Here at DAC we have been scratching our heads regarding these problems for sometime now and I thought I would share some of the advancements we have recently made. Most of you are aware of the capabilities developed with the BOBCAT product suite, but I wanted to bring you up to speed on our MainShip product for monitoring news broadcasts. Also, I thought you might be interested in how we are bringing these two products together.

Bobcat

Mainship

  • Automated Activity Identification
  • Automatic Relationship Identification
  • Track Activities over Time
  • Identify Activities as they Emerge
  • Powerful Text Search Engine
  • Drill Down into Source Documents
  • 24x7 News Monitoring
  • Speech to Screen (STS) Conversion
  • Powerful Video Search Engine
  • Video Content Segmentation by Story
  • Streaming to the Desktop
  • Video Editing

Mainship
The Mainship approach provides a powerful approach to monitoring news broadcasts in any language as is illustrated in the below picture.  In this example of the Mainship output, we show the source video broadcast (top center), the speech to screen conversion in its native language (Arabic, left), the translated text (right), and keywords of interest from the broadcast (bottom center).

Mainship is a hardware- and software-based media monitoring solution with the ability to tag and archive several channels of video feeds and to rapidly provide a sequence of video clips based on user queries.  Our Speech-to-Screen (STS) component combines a multi-language speech recognition capability with translation tools to convert foreign language audio broadcasts to English text.  This application is currently being used by the CIA, the FBI, DIA, and ONI.

Mainship

 

BOBCAT
As most of you are familiar with BOBCAT I won't go into all of the specific details. The BOBCAT approach provides a suite of capabilities for discovering themes and exploring relationships found in unstructured data.  BOBCAT goes beyond simple trend analysis by turning data into actionable intelligence that can be used to predict future events.  BOBCAT accomplishes this by identifying Themes and Networks, Predicting events, and tracking them over time.



Bobcat

 In this figure we can see the themes that have emerged over time as of the evening of August 6, 2008.  On August 4 we see discussions of terrorist activities in Iraq and India, a peak about a terror attack in China, followed by Olympic security concerns in Beijing.  This illustrates the causality one can observe in trends using a tool such as BOBCAT.  The discussions about security concerns are no doubt in response to the terror attack.  A non causal example is observed in the Guantanamo Bay Terror trial example.  We can see in midday August 6 there was discussion in the news about both that and the Karadzic pending trial.  When a verdict was reached later that day in the terror trial, those news articles formed their own theme and spiked as news activity increased.

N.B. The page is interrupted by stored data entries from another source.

PR #2034, opened 2024-01-04
fix: Fusion chart callout

harshilp24:
## Checklist
I have:

### DIFF
--- a/website/docs/reference/widgets/chart.mdx
+++ b/website/docs/reference/widgets/chart.mdx
@@ -144,7 +144,7 @@ See how to create a [Custom EChart](/build-apps/how-to-guides/create-custom-char
 <dd>
 
 :::caution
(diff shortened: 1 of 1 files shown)


website/docs/reference/widgets/chart.mdx
```diff
@@ -144,7 +144,7 @@ See how to create a [Custom EChart](/build-apps/how-to-guides/create-custom-char
 <dd>
 
 :::caution
-The support for Custom Fusion Charts ends on March 1st, 2024. Change the chart type to [Custom ECharts](#custom-echarts) to switch.
+Starting from March 1st, 2024, Custom Fusion Charts will display a watermark. To avoid this, consider transitioning to [Custom ECharts](#custom-echarts) for a watermark-free experience.
```
danciaclara, line 147:
```suggestion
Effective from March 1st, 2024, Custom Fusion Charts will display a watermark as the license will not be renewed. It is recommended to start using [Custom ECharts](#custom-echarts).
```

danciaclara (changes requested):

danciaclara (approved):

PR #2402, opened 2024-07-17
feat: Pass params values in JS Module Instance

harshilp24:
## Description 

Provide a concise summary of the changes made in this pull request
- 

## Pull request type

Check the appropriate box:

- [ ] Review Fixes
- [ ] Documentation Overhaul
- [x] Feature/Story
    - Link one or more Engineering Tickets
        * 
- [ ] A-Force
- [ ] Error in documentation
- [ ] Maintenance

## Documentation tickets

 Link to one or more documentation tickets:
 - 

## Checklist

From the below options, select the ones that are applicable:

- [ ] Checked for Grammarly suggestions.
- [ ] Adhered to the writing checklist.
- [ ] Adhered to the media checklist.
- [ ] Verified and updated cross-references or added redirect rules.
- [ ] Tested the redirect rules on deploy preview.
- [ ] Validated the modifications made to the content on the deploy preview.
- [ ] Validated the CSS modifications on different screen sizes.


website/docs/packages/reference/package.md
```diff
@@ -1,6 +1,9 @@
-# Package Settings
+# Module
+
+Modules in Appsmith are integral components of a Package tailored. They are reusable components containing queries and JSObjects that can yield results across multiple applications within the same workspace.
```
pedro-santos-rodrigues, line 3: Not sure if having this written in this way couldn't lead to some wrong expectation that a module can contain more than 1 query of JS Object

website/docs/packages/reference/query-module.md
```diff
@@ -24,7 +35,7 @@ The input property enables you to pass dynamic values from your app to the query
 You cannot edit the input name or query configuration from the App; you can only pass values to the available inputs.
```
pedro-santos-rodrigues, line 35: Suggestion: what is we complement this session with information that it's possible to change the values of inputs in runtime by passing different values in the .run() function? I've attached a video example that shows that it's possible and the value passed in runtime has precedence over the default value set in the module instance page.

[Video example](https://drive.google.com/file/d/14Nk5fuIhR_l_hNfupUjAhHDzUpPRHag9/view?usp=sharing)

website/static/img/query-module-instance.png
pedro-santos-rodrigues, line 1: In the text near this image, there is an example saying:

> If you have an input named `distinct_id`, you can pass data like this:

Can we update this image to have a better module name instead of QueryModule11 and the input with the same name that is used in the example? Also for the other screenshots I think it would be better if we have more real names, what do you think?

website/docs/packages/reference/query-module.md
```diff
@@ -70,56 +82,70 @@ When enabled, this property displays a confirmation modal each time before refre
 
 ## JS module
```
pedro-santos-rodrigues, line 83: What if we change this heading 2 to "JS module instance" so that it's more clear in the documentation the difference between JS module and JS module instance?

website/docs/packages/reference/query-module.md
```diff
@@ -1,6 +1,17 @@
...
+When you incorporate a module from the package into your application, you create a module instance. You can create multiple instances of the same package, each with different settings and configurations. Instances are named sequentially (e.g., `productutil1`, `productutil2`), allowing for customized functionalities.
+
+This page provides information about the module settings and properties available within the app, which allows you to configure the query and JS modules.
+
+
+<ZoomImage
+  src="/img/modules-diagram.png" 
+  alt=""
+  caption=""
+/>
```
pedro-santos-rodrigues, line 17: What if we change this heading 2 to "Query module instance" so that it's more clear in the documentation the difference between Query module and Query module instance?

website/docs/packages/reference/query-module.md
```diff
@@ -70,56 +82,70 @@ When enabled, this property displays a confirmation modal each time before refre
...
 
-<dd>
+#### Inputs
 
-This setting displays all the function names available in the JS module. 
 
+The input property allows you to pass dynamic values from your app to the JS module. The input parameters are only available if they are defined in the JS function. You cannot edit the input name or JS module configuration from the App; you can only pass values to the available inputs. 
 
+:::info
+When passing data from the app to the JS module using both **Inputs** and during **runtime** (e.g., `login.run({ email: <email>, password: <password> })`), the runtime parameters will take precedence over the values set in the UI.
```
pedro-santos-rodrigues, line 99: The information shown in this box is accurate for query modules but for JS Modules the syntax is different. When you want to pass arguments in runtime to a JS Function (login) that exist in a JS Module (authenticationUtils) you need to use the following syntax:

`authenticationUtils.login('email@domain.com', 'dsoi3$dfssn)`


Let me know if you have questions about the difference in both. I can help on clarifying.

website/docs/packages/reference/query-module.md
```diff
@@ -63,63 +79,80 @@ When enabled, this property allows the query to automatically execute each time
...
+}
+```
+
+```js
+//JS module instance
+email: 
+{{email_input.text}}
 
+passwordHash:
+{{pass_input.text}}
```
pedro-santos-rodrigues, line 130: Suggestion: what if the binding has a JSObject function that returns the hash based on the argument that is the pass_input.text? In that way, it seems more real the example and also demonstrates that people are also able to access JSObjects from those inputs.

pedro-santos-rodrigues (approved):
Added some feedback but approved because nothing blocker

jnikhila (approved):

PR #3028, opened 2026-07-31
docs: disable bundled DB subcharts in external database guides

sebastianiv21:
## Description

The three external-database guides (MongoDB, PostgreSQL/RDS, Redis) only document the connection URL variables for Kubernetes/Helm installs. With the chart-managed databases left enabled, the chart keeps deploying the embedded database pods, and the Appsmith pod's init containers gate startup on those unused internal databases — the init containers check only the `*.enabled` flags, not the external URLs.

Changes per guide (Kubernetes snippets):

- **MongoDB**: add `mongodb.enabled: false` and `mongodbCommunity.enabled: false` (Bitnami subchart and MongoDB Kubernetes Operator resource — whichever the installation uses).
- **PostgreSQL (RDS)**: add `postgresql.enabled: false` and `APPSMITH_KEYCLOAK_DB_DRIVER: postgresql`. Without the explicit driver, charts up to 3.9.0 resolve the driver to `h2` and Keycloak silently persists SSO data to a local file inside the pod instead of the external database (chart 3.9.1 infers it via appsmithorg/appsmith#42076, but the explicit value is correct on every version).
- **Redis**: add `redis.enabled: false`.


salevine (commented):
Looks good

salevine (approved):

PR #3036, opened 2026-08-21
fix: replace stale managed vector store files

sebastianiv21:
## Description

- tag newly attached documentation files with a workflow ownership attribute
- delete older files only when they carry the same workflow ownership attribute
- preserve all unmanaged files and files managed by another source
- wait for successful ingestion before cleanup and verify the resulting store contents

To use the “needle in the haystack” analogy, BOBCAT is able to identify the number of haystacks in a data set and give each one a meaningful label.  The analyst is able to scan the themes and quickly determine what is important and what is not, leading to more focused analysis. 

The BOBCAT/Mainship Integrated Solution

In the below figure we illustrate our integrated BOBCAT/Mainship solution for total information dominance of unstructured news media.  This approach supports news media in any format: text, audio, or video.  We work through this figure from right to left starting with step 1.  In step (1), unstructured text news sources are being indexed and processed by both BOBCAT and Mainship.  In step (2) BOBCAT and Mainship execute their powerful analytic capabilities including automatic activity and relationship  identification, 24x7 monitoring, and speech to screen audio conversion on the unstructured news sources.  In step (3) we illustrate how an analyst can still execute a specific query to retrieve a relevant subset of the text, video, and audio data as is shown in step (4).  A differentiator is step (5), where the analyst will discover new activities from BOBCAT that would be missed using search technologies.